→ Exercise:
In the records, find each line where "password" occurs, and copy it.

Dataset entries
--------------------

PR #50, opened 2017-01-17
FIX: Only use password field in User if AAF is not enabled

jakerenzella:
This PR will ensure that the database populator is successful when AAF is enabled by not assigning a password to the password field on a User (which does not exist if AAF is enabled)

### DIFF
--- a/lib/helpers/find_or_create_students.rb
+++ b/lib/helpers/find_or_create_students.rb
@@ -5,16 +5,27 @@ def find_or_create_student(username)
   user_created = nil
   using_cache = !!@user_cache
   if !using_cache || !@user_cache.key?(username)
-    profile = {
-      first_name:             Faker::Name.first_name,
-      last_name:              Faker::Name.last_name,
-      nickname:               username,
-      role_id:                Role.student_id,
-      email:                  "#{username}@doubtfire.com",
-      username:               username,
-      password:               'password',
-      password_confirmation:  'password'
-    }
+    if AuthenticationHelpers.aaf_auth?
+      profile = {
+        first_name:             Faker::Name.first_name,
+        last_name:              Faker::Name.last_name,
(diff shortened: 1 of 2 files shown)


lib/helpers/find_or_create_students.rb
```diff
@@ -5,16 +5,27 @@ def find_or_create_student(username)
...
+      }
+    else
+      profile = {
+        first_name:             Faker::Name.first_name,
+        last_name:              Faker::Name.last_name,
+        nickname:               username,
+        role_id:                Role.student_id,
+        email:                  "#{username}@doubtfire.com",
+        username:               username,
+        password:               'password',
```
alexcu: Rather than duplicate the hash, why not define it and only add `password` and `password_confirmation` unless `AuthenticationHelpers.aaf_auth?`?

```ruby
profile = { ... }
unless AuthenticationHelpers.aaf_auth?
  profile[:password] = profile[:password_confirmation] = 'password'
end
```

jakerenzella:
Ready to merge 👍

lib/helpers/find_or_create_students.rb
```diff
@@ -5,26 +5,17 @@ def find_or_create_student(username)
...
-        nickname:               username,
-        role_id:                Role.student_id,
-        email:                  "#{username}@doubtfire.com",
-        username:               username,
-        password:               'password',
-        password_confirmation:  'password'
-      }
+        username:               username
+    }
+    if !AuthenticationHelpers.aaf_auth?
```
alexcu: Rubocop will turn/suggest to turn this this into `unless`

jakerenzella: Forgot I disabled rubocop temporarily and forgot to re-enable it, will fix

PR #51, opened 2017-01-17
Fix issues with groups and assign number to groups for reference

alexcu:
Adds a `group_number` concept so that a group may have a name and a consistent number.

Also fixes a number of issues:
- remove group member if not part of group fixed
- prevent switching a group's tutorial if the group set does not allow groups to be part of multiple tutorials
- ensures students from the _right_ tutorial can only be added to a tutorial (given non-mixed tutorial groupset)
- prevent member from being added to group twice

### DIFF
--- a/app/api/group_sets.rb
+++ b/app/api/group_sets.rb
@@ -171,7 +171,8 @@ module Api
           group_params[:name] = "Group #{id}"
         end
       end
-      grp = Group.create(name: group_params[:name], group_set: group_set, tutorial: tutorial)
+      num = group_set.groups.last.number + 1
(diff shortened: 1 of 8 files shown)


app/api/group_sets.rb
```diff
@@ -287,6 +294,14 @@ class GroupSets < Grape::API
         error!({ error: 'Not authorised to manage this student' }, 403)
       end
 
+      if gs.keep_groups_in_same_class && prj.tutorial != grp.tutorial
+        error!({ error: "tudents from the tutorial '#{grp.tutorial.abbreviation}' can only be added to this group." }, 403)
```
macite: Missing "s" on students

alexcu: Fixed

PR #68, opened 2017-07-04
Fix installation script for Sierra compatibility

alexcu:
Found several issues when installing on Sierra (had to install on my DSTIL Mac). Other modifications such as removing `replica` installation with `staging`.

`Gemfile.lock` was substantially updated.


alexcu:
Outdated gemfile. Will resubmit once updated.

PR #70, opened 2017-10-23
Add optional argument to download PDF as attachment

alexcu:
This PR fixes issues in https://github.com/doubtfire-lms/doubtfire-web/pull/81.

The native `object` in Chrome and Firefox must receive a MIME type `application/pdf` **without** the `Content-Disposition` header set as `attachment`. Safari seems to ignore this, which is why it was rendering in Safari.

### DIFF
--- a/app/api/submission/portfolio_api.rb
+++ b/app/api/submission/portfolio_api.rb
@@ -65,6 +65,9 @@ module Api
       end
 
       desc 'Retrieve portfolio for project with the given id'
+      params do
+        optional :as_attachment, type: Boolean, desc: 'Whether or not to download file as attachment. Default is false.'
+      end
       get '/submission/project/:id/portfolio' do
         project = Project.find(params[:id])
 
@@ -74,11 +77,13 @@ module Api
 
         evidence_loc = project.portfolio_path
 
-        if evidence_loc.nil? || File.exist?(evidence_loc) == false
-          evidence_loc = Rails.root.join('public', 'resources', 'FileNotFound.pdf')
-          header['Content-Disposition'] = 'attachment; filename=FileNotFound.pdf'
-        else
-          header['Content-Disposition'] = 'attachment; filename=portfolio.pdf'
+        if params[:as_attachment]
+          if evidence_loc.nil? || File.exist?(evidence_loc) == false
+            evidence_loc = Rails.root.join('public', 'resources', 'FileNotFound.pdf')
+            header['Content-Disposition'] = 'attachment; filename=FileNotFound.pdf'
+          else
+            header['Content-Disposition'] = 'attachment; filename=portfolio.pdf'
+          end
         end
 
         # Set download headers...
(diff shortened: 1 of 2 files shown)


app/api/submission/portfolio_api.rb
```diff
@@ -74,11 +77,13 @@ class PortfolioApi < Grape::API
 
         evidence_loc = project.portfolio_path
 
-        if evidence_loc.nil? || File.exist?(evidence_loc) == false
-          evidence_loc = Rails.root.join('public', 'resources', 'FileNotFound.pdf')
-          header['Content-Disposition'] = 'attachment; filename=FileNotFound.pdf'
-        else
-          header['Content-Disposition'] = 'attachment; filename=portfolio.pdf'
+        if params[:as_attachment]
+          if evidence_loc.nil? || File.exist?(evidence_loc) == false
```
macite: We need to pull this test out of the attachment test. This checks if the file does not exist and switches it to use the FileNotFound.pdf instead. This way the end point always returns some PDF.

app/api/submission/portfolio_api.rb
```diff
@@ -74,11 +77,13 @@ class PortfolioApi < Grape::API
...
+            evidence_loc = Rails.root.join('public', 'resources', 'FileNotFound.pdf')
```
macite: Keep this outside the attachment test

app/api/submission/portfolio_api.rb
```diff
@@ -74,11 +77,13 @@ class PortfolioApi < Grape::API
...
+            header['Content-Disposition'] = 'attachment; filename=FileNotFound.pdf'
```
macite: I suggest we add a `filename` variable - set outside the attachment test.
Then within the attachment test if we can set the content disposition to use the filename from the variable. Then there is no need for the inner if here...

app/api/submission/portfolio_evidence_api.rb
```diff
@@ -68,18 +71,20 @@ class PortfolioEvidenceApi < Grape::API
...
-          evidence_loc = Rails.root.join('public', 'resources', 'AwaitingProcessing.pdf')
-          header['Content-Disposition'] = 'attachment; filename=AwaitingProcessing.pdf'
-        elsif evidence_loc.nil?
-          evidence_loc = Rails.root.join('public', 'resources', 'FileNotFound.pdf')
-          header['Content-Disposition'] = 'attachment; filename=FileNotFound.pdf'
-        else
-          header['Content-Disposition'] = "attachment; filename=#{task.task_definition.abbreviation}.pdf"
+        if params[:as_attachment]
+          if task.processing_pdf?
+            evidence_loc = Rails.root.join('public', 'resources', 'AwaitingProcessing.pdf')
```
macite: Same as above - need to set `evidence_loc` outside of the attachment if test.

--------------------

→ Finished task:
FIX: Only use password field in User if AAF is not enabled
This PR will ensure that the database populator is successful when AAF is enabled by not assigning a password to the password field on a User (which does not exist if AAF is enabled)
-      password:               'password',
-      password_confirmation:  'password'
+        password:               'password',
alexcu: Rather than duplicate the hash, why not define it and only add `password` and `password_confirmation` unless `AuthenticationHelpers.aaf_auth?`?
  profile[:password] = profile[:password_confirmation] = 'password'
-        password:               'password',
-        password_confirmation:  'password'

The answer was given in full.